◆ Work instruction
If a line below includes the string "change", copy it.
====================
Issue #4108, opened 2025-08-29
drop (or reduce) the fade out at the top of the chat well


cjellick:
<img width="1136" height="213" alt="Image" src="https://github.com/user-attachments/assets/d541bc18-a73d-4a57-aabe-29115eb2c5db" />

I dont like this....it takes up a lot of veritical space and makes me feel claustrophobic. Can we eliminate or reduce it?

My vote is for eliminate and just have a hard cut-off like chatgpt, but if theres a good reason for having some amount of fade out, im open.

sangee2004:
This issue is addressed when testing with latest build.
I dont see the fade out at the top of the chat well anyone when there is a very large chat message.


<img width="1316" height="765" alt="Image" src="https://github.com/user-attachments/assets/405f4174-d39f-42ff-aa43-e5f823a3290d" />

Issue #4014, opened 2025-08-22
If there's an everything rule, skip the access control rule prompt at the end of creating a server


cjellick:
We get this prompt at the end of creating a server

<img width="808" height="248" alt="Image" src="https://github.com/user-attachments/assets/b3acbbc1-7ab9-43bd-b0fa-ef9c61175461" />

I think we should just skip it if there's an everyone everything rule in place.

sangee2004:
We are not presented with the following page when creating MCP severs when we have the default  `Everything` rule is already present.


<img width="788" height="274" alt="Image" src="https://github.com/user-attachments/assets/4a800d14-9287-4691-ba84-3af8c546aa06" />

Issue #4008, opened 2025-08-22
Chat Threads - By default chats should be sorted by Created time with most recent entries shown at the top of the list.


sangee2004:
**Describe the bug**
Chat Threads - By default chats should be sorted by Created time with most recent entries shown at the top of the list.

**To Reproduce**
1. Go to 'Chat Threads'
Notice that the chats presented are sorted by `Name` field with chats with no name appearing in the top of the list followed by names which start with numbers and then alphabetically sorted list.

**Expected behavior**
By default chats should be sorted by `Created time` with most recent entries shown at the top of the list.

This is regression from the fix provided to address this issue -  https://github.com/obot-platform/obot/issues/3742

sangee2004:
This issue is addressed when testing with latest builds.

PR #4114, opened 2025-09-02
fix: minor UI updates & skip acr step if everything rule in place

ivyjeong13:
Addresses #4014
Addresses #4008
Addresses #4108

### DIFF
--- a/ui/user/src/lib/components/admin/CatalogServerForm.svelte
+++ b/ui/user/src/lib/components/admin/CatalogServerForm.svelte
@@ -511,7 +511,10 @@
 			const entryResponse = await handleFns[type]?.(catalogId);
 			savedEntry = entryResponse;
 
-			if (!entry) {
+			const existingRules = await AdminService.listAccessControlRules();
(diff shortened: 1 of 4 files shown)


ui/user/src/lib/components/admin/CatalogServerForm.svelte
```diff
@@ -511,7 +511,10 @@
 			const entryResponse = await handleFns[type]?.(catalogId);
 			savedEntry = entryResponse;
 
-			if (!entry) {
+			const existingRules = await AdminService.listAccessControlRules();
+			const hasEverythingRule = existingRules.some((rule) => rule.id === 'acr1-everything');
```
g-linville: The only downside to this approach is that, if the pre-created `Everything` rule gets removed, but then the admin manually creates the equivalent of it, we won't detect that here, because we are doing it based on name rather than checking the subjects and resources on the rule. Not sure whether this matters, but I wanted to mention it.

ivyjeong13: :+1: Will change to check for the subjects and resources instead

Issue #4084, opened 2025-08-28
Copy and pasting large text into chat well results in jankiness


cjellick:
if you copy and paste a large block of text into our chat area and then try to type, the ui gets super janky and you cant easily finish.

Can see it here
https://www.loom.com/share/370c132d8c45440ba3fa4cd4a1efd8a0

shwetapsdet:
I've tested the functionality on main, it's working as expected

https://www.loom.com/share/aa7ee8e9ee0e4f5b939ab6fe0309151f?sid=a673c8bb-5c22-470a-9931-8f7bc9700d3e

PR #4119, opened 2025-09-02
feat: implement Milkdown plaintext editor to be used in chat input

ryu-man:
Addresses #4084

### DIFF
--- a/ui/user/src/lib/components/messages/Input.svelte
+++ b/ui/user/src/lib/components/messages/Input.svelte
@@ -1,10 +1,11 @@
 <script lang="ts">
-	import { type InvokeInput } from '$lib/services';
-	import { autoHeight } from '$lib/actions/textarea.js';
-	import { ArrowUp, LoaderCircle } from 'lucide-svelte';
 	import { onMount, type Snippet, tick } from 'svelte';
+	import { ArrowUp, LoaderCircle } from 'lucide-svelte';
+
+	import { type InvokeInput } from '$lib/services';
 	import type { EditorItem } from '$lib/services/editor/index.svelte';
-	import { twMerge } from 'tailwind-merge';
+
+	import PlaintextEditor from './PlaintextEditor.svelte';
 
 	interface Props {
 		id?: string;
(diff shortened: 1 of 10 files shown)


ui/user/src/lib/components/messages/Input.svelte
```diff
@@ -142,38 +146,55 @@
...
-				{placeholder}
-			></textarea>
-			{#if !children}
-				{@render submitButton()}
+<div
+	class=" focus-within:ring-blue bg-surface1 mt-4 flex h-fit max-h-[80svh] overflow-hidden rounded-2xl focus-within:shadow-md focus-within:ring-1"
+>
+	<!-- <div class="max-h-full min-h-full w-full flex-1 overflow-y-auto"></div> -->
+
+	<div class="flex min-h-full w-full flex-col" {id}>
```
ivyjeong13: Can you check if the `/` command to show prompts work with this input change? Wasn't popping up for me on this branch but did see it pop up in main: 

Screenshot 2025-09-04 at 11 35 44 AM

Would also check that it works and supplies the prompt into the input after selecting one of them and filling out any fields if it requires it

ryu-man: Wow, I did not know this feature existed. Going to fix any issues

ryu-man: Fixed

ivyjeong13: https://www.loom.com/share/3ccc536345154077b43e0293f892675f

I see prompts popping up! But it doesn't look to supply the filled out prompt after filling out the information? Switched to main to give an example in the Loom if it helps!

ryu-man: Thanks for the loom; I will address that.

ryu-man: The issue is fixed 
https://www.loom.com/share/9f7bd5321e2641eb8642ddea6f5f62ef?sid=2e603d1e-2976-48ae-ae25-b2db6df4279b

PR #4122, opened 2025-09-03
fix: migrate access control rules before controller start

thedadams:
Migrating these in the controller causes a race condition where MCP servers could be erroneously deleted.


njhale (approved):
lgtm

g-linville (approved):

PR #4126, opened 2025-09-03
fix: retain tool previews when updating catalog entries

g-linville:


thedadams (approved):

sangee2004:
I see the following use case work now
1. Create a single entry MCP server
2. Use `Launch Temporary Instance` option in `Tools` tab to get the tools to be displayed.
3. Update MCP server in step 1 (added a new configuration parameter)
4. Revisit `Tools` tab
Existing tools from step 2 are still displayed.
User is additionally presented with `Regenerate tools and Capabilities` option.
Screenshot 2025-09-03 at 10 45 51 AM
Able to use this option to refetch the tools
====================
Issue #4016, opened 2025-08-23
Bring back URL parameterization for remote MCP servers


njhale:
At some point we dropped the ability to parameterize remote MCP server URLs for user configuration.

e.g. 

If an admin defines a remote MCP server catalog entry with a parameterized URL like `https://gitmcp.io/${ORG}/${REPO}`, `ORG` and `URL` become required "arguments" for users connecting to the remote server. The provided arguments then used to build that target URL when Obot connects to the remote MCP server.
====================
◆ Problem solution
ivyjeong13: :+1: Will change to check for the subjects and resources instead
ivyjeong13: Can you check if the `/` command to show prompts work with this input change? Wasn't popping up for me on this branch but did see it pop up in main: 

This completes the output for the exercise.